§ PROBLEM:
Print nothing but the lines below starting at the line that holds "Got that working" and ending at the line that holds "Honestly, this is", including both, each exactly as written.
BEGIN MATERIAL SHOWN
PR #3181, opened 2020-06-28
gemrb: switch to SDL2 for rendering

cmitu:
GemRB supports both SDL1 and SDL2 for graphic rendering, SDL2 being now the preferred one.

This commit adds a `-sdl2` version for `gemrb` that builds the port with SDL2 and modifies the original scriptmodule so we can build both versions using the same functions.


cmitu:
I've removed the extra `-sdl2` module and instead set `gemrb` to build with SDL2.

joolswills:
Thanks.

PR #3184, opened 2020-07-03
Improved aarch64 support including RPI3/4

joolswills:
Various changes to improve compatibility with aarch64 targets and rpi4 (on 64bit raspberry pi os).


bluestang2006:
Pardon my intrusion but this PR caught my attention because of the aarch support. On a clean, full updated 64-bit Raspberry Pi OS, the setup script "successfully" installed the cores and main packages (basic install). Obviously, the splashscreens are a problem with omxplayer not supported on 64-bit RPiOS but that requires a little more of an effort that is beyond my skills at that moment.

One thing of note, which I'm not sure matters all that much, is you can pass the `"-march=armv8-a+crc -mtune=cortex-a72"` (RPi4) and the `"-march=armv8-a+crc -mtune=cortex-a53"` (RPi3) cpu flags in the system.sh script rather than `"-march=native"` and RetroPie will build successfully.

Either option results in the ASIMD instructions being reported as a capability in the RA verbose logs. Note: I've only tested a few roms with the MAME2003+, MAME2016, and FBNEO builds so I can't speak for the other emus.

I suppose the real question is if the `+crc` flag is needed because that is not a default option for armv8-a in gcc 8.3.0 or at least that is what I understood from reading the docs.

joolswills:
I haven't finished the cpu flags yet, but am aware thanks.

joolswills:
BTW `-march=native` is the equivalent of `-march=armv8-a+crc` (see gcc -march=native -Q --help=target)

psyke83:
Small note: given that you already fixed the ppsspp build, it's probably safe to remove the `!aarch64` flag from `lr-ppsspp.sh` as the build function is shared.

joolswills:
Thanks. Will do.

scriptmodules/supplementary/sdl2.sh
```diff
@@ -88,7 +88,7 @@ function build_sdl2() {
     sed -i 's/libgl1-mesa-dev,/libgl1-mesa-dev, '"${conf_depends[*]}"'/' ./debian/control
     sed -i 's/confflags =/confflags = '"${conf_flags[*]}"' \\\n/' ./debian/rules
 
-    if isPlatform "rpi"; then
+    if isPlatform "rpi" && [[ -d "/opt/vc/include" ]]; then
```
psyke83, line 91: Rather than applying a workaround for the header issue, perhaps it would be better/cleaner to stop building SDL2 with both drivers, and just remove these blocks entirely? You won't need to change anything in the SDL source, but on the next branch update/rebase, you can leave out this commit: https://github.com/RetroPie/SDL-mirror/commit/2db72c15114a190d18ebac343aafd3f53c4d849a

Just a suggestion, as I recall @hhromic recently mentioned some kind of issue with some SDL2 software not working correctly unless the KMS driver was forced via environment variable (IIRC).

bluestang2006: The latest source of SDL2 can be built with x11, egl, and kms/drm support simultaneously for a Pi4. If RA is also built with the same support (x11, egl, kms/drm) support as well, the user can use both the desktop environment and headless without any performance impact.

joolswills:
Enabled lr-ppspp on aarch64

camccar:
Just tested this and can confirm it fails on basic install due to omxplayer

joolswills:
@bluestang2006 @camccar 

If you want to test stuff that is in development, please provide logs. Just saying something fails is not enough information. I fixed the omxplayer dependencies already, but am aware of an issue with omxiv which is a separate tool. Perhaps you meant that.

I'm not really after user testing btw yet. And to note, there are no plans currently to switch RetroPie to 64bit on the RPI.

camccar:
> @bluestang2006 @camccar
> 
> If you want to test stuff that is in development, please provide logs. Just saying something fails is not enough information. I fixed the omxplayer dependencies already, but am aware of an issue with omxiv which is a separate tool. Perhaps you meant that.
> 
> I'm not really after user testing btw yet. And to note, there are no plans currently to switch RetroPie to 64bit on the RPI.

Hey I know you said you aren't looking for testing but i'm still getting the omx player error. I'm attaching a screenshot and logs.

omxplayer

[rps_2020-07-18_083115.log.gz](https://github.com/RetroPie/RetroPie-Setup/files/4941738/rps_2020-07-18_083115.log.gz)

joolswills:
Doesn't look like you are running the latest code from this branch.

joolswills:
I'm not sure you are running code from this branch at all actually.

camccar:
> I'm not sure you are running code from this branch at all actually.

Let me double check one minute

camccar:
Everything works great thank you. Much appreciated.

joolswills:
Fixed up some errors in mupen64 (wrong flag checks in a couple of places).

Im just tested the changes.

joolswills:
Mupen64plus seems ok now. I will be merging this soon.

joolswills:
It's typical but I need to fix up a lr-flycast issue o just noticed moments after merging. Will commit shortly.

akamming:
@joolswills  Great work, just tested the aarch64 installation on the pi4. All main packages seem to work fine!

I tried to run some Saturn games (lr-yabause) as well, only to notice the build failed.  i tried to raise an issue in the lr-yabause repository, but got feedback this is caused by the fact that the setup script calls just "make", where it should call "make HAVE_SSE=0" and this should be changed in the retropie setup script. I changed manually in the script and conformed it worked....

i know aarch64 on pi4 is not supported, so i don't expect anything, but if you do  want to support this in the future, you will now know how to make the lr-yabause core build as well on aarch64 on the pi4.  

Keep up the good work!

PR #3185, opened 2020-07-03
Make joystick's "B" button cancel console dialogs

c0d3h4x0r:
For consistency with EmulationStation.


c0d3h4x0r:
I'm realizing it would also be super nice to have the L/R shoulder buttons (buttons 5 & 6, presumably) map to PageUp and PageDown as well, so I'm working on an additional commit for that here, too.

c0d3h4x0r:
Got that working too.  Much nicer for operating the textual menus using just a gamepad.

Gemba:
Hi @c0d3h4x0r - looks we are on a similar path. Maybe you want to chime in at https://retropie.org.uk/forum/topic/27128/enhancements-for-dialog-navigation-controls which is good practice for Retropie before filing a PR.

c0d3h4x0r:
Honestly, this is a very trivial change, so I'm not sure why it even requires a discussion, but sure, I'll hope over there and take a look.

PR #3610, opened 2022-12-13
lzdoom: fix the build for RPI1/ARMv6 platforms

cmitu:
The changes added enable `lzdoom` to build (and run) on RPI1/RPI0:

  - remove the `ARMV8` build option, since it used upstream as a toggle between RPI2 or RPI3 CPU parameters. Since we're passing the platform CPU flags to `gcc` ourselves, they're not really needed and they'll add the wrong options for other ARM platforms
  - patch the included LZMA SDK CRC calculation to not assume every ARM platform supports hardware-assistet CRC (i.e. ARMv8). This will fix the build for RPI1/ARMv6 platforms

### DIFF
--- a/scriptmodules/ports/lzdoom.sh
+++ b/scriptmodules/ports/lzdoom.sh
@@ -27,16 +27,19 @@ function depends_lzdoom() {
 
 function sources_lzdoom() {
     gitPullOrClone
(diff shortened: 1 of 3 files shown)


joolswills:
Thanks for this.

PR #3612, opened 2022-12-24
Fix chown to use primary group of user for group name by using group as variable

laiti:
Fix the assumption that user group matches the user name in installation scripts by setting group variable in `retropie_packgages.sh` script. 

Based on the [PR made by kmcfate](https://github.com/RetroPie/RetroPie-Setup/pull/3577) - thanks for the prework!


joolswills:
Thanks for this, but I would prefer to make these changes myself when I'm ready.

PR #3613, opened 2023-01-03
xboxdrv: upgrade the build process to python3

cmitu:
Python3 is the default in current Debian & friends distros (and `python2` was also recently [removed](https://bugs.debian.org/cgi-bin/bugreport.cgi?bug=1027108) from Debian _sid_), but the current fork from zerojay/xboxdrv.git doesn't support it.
END MATERIAL SHOWN
§ ANSWER FOR THIS EXERCISE:
Got that working too.  Much nicer for operating the textual menus using just a gamepad.

Gemba:
Hi @c0d3h4x0r - looks we are on a similar path. Maybe you want to chime in at https://retropie.org.uk/forum/topic/27128/enhancements-for-dialog-navigation-controls which is good practice for Retropie before filing a PR.

c0d3h4x0r:
Honestly, this is a very trivial change, so I'm not sure why it even requires a discussion, but sure, I'll hope over there and take a look.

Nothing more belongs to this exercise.